The optical density (OD) of human finger medium can be represented in Eq. (2).

$$\begin{aligned} OD=-\,log_{10}T \end{aligned}$$

(2)

During experimental analysis, the transmittance of the light is found to be 0.3403 and optical density is calculated 0.46 for the 1300 nm wavelength. For 940 nm, the transmittance of the light is found 0.2547 and optical density is calculated 0.59.

Fig. 9

Architecture level of proposed non-invasive glucose measurement system

Fig. 10

Prototype view of proposed non-invasive glucose measurement system

4 Mathematical modeling for prediction of blood glucose concentration

For precise measurement and system validation, an optimized Huber’s method based regression model is proposed (Huber et al. 2002). During data collection, sample data consists of outliers. Outliers are generated from operational mistakes.

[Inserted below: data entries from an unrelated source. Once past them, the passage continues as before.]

PR #2998, opened 2026-02-04
Move a comment about still image encoding

wantehchang:
That comment describes the (addImageFlags & AVIF_ADD_IMAGE_FLAG_SINGLE) check, which was moved in
https://github.com/AOMediaCodec/libavif/pull/2970.

### DIFF
--- a/src/codec_aom.c
+++ b/src/codec_aom.c
@@ -672,6 +672,7 @@ static avifResult aomCodecEncodeImage(avifCodec * codec,
     // - Option of choosing tune IQ (which requires AOM_USAGE_ALL_INTRA)
     avifBool useAllIntraForLayered = encoder->extraLayerCount == 1 &&
                                      codec->internal->qualityFirstLayer <= TWO_LAYER_ALL_INTRA_QUALITY_THRESHOLD;
+    // Also use all-intra encoding when encoding still images.
     avifBool useAllIntra = (addImageFlags & AVIF_ADD_IMAGE_FLAG_SINGLE) || useAllIntraForLayered;
 
     // Map encoder speed to AOM usage + CpuUsed:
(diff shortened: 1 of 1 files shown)


src/codec_aom.c
```diff
@@ -672,6 +672,7 @@ static avifResult aomCodecEncodeImage(avifCodec * codec,
     // - Option of choosing tune IQ (which requires AOM_USAGE_ALL_INTRA)
     avifBool useAllIntraForLayered = encoder->extraLayerCount == 1 &&
                                      codec->internal->qualityFirstLayer <= TWO_LAYER_ALL_INTRA_QUALITY_THRESHOLD;
+    // Also use all-intra encoding when encoding still images.
```
wantehchang, line 675: @juliobbv-p Julio: Please review. Thanks.

src/codec_aom.c
```diff
@@ -672,6 +672,7 @@ static avifResult aomCodecEncodeImage(avifCodec * codec,
...
     avifBool useAllIntra = (addImageFlags & AVIF_ADD_IMAGE_FLAG_SINGLE) || useAllIntraForLayered;
```
y-guyon, line 676: Should `useAllIntra` be true only `#if defined(AOM_USAGE_ALL_INTRA)`?

When was `ALL_INTRA_HAS_SPEEDS_7_TO_9` introduced?

y-guyon (approved):

src/codec_aom.c
juliobbv-p: Comment LGTM 👍

src/codec_aom.c
juliobbv-p: `useAllIntra` is a more general concept: it means the encoder will be configured to only use intra frames only, either by setting `AOM_USAGE_ALL_INTRA`, or by manually configuring the encoder so all frames will be keyframes (if `AOM_USAGE_ALL_INTRA` isn't available).

wantehchang: Yannis: Speeds 7, 8, and 9 for all intra mode were introduced in [libaom v3.2.0](https://groups.google.com/a/aomedia.org/g/av1-discuss/c/xrpGhv1nr8w/m/C3FNW-UdAwAJ) (announced on 2021-10-14). I will add this version to the comment in src/codec_aom.c.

Outliers in the data make severe effects of statistical inference. Single outlying observation from samples may increase the error in prediction of blood glucose concentration. Huber’s method based regression model has been introduced to improve the post-processing regression model in the presence of the outliers of samples. Hence, this model is an efficient model for estimation of blood glucose concentration. This proposed model described the relationship between voltages obtained from three channels and referenced blood glucose concentration at the same time. To design the proposed computation model, the output voltages from the detectors have been taken after placing the fingertip, and at the same time, reference blood glucose is measured using SD-check GOLD one-touch conventional invasive glucometer (Larin et al. 2002). Each value of detectors is independent variable x which is associated with response variable y. The proposed regression model is developed using 25 subjects. These 25 subjects have been taken from the age group of 18–70. The data has been taken from people following the protocols of random blood glucose test mode. The overall accuracy is considered in terms of mean absolute relative difference (mARD), Mean absolute derivative (MAD), RMSE and average error. In proposed work, overall error is reduced with compare to regression and non regression based measurements. To analyze the system performance, the average error is calculated from the predicted glucose concentration using proposed regression model. The average error (mean error) can be calculated as

$$\begin{aligned} AvgE=\frac{1}{n}\sum \limits _{i=1}^{n}\left| \frac{V_{MD}-V_{M}}{V_{MD}} \right| \times 100 \end{aligned}$$

(3)

In Eq. (3), AvgE is an average (mean) error and n is the total subjects \(V_{MD}\) is the minimum deviated value, and \(V_{M}\) is the measured value. The average error is mean error or deviated error from the predicted value. After applying Huber’s method based regression model, there is 3.4% average error found in the predicted value of glucose concentration. To analyze the accuracy of the estimated blood glucose value, mean absolute relative difference (mARD), mean absolute deviation (MAD) and RMSE are calculated in Eq. (4), (5) and (6).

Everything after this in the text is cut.